PR #734, opened 2021-07-24
Support custom messages for resolving issue with future version as Invalid

Marcono1234:
## Purpose
Follow-up for #725
Resolves https://github.com/mojira/helper-messages/issues/161

See also https://github.com/mojira/helper-messages/issues/161#issuecomment-881977354

Instead of resolving all reports with only a future version as Invalid, specify a mapping from version Jira ID to custom message key for resolving reports as Invalid. All other reports will still be resolved as Awaiting Response.
This should help dealing with the increase of 1.18 experimental snapshot reports, but at the same time allows keeping other reports which have other future versions only as Awaiting Response. Additionally the specific message might also help users to report experimental snapshot issues at the correct place.

## Approach
The config for the `FutureVersion` module has now a `resolveAsInvalidMessages` `Map<String, String>` for specifying the mapping from specific future version Jira IDs to respective message keys.
Currently the config contains an entry for the 1.18 future version to the `experimental-snapshot` helper message.

## Open question
Is the approach of assuming that future version 1.18 means the user plays the experimental snapshot correct, or could it confuse new users who just happened to select that version?
Should we maybe adjust `experimental-snapshot` or add a slightly modified variant which also tells the user that they can create a new report with the correct version?

## Future work
Remove mappings again from the config once a future version has been released.
However, it does not cause any issues when mappings are not removed immediately after a future version has been released, the module will simply ignore the mappings.

#### Checklist
- [x] Included tests
- [ ] Tested in MCTEST-xxx

### DIFF
--- a/config/config.yml
+++ b/config/config.yml
@@ -190,6 +190,9 @@ arisa:
     futureVersion:
       message: provide-affected-versions
       panel: panel-future-version
+      resolveAsInvalidMessages:
+        # 1.18 experimental snapshots
+        "20215": experimental-snapshot
 
     chk:
       projects:
--- a/docs/Modules.md
+++ b/docs/Modules.md
@@ -114,15 +114,20 @@ Resolves an empty report as `Incomplete`.
 | Name  | `FutureVersion`                                                                  |
 | Class | [Link](../src/main/kotlin/io/github/mojira/arisa/modules/FutureVersionModule.kt) |
 
-Removes future versions from the ticket, and resolves it as `Invalid` when the future version is the only version
-the ticket has.
+Removes future versions from the ticket, and resolves it as `Awaiting Response` when the future version is the only version
+the ticket has. If a custom message is specified for a future version by `resolveAsInvalidMessages` in the
+[config](../config/config.yml), the ticket is resolved as `Invalid` instead.
 
 ### Checks
 - Get all the versions of the ticket that are added after last run by non-`staff` users.
 - Any of those versions is a future version.
 - The project of this ticket has a released version.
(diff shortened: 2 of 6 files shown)


Marcono1234:
@Greymagic27, do you think we need a separate message or can we use `experimental-snapshot` for now (see "Open question" section above)?

Greymagic27:
> @Greymagic27, do you think we need a separate message or can we use `experimental-snapshot` for now (see "Open question" section above)?

I think using the experimental snapshot message will be fine since the majority of the users selecting 1.18 will be doing it because they're on the experimental snapshot

Marcono1234:
> However, we could adapt the message to tell them to make a new report if the issue exists on 1.17?

Sounds good. Do you want to create a pull request for this on mojira/helper-messages?

Greymagic27:
> Sounds good. Do you want to create a pull request for this on mojira/helper-messages? Or should I create a pull request and you review it?

I have that one for making the actual helper message, couldn't we add the notice there and then push it?

Marcono1234:
Do you mean https://github.com/mojira/helper-messages/pull/162? That is for `provide-affected-versions` though, I thought you meant we should adjust `experimental-snapshot`.

I have created https://github.com/mojira/helper-messages/pull/163 now, please let me know what you think about it.

Greymagic27:
> Do you mean https://github.com/mojira/helper-messages/pull/162? That is for `provide-affected-versions` though, I thought you meant we should adjust `experimental-snapshot`.
> 
> I have created https://github.com/mojira/helper-messages/pull/163 now, please let me know what you think about it.

Yep, sorry. I was getting confused. I've left a review on 163 for you

SPGoding (approved):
▬▬▬
# ACTIVITY:
Write out each line of the data that holds the string "specific".

# WRITTEN RESPONSE:
This should help dealing with the increase of 1.18 experimental snapshot reports, but at the same time allows keeping other reports which have other future versions only as Awaiting Response. Additionally the specific message might also help users to report experimental snapshot issues at the correct place.
The config for the `FutureVersion` module has now a `resolveAsInvalidMessages` `Map<String, String>` for specifying the mapping from specific future version Jira IDs to respective message keys.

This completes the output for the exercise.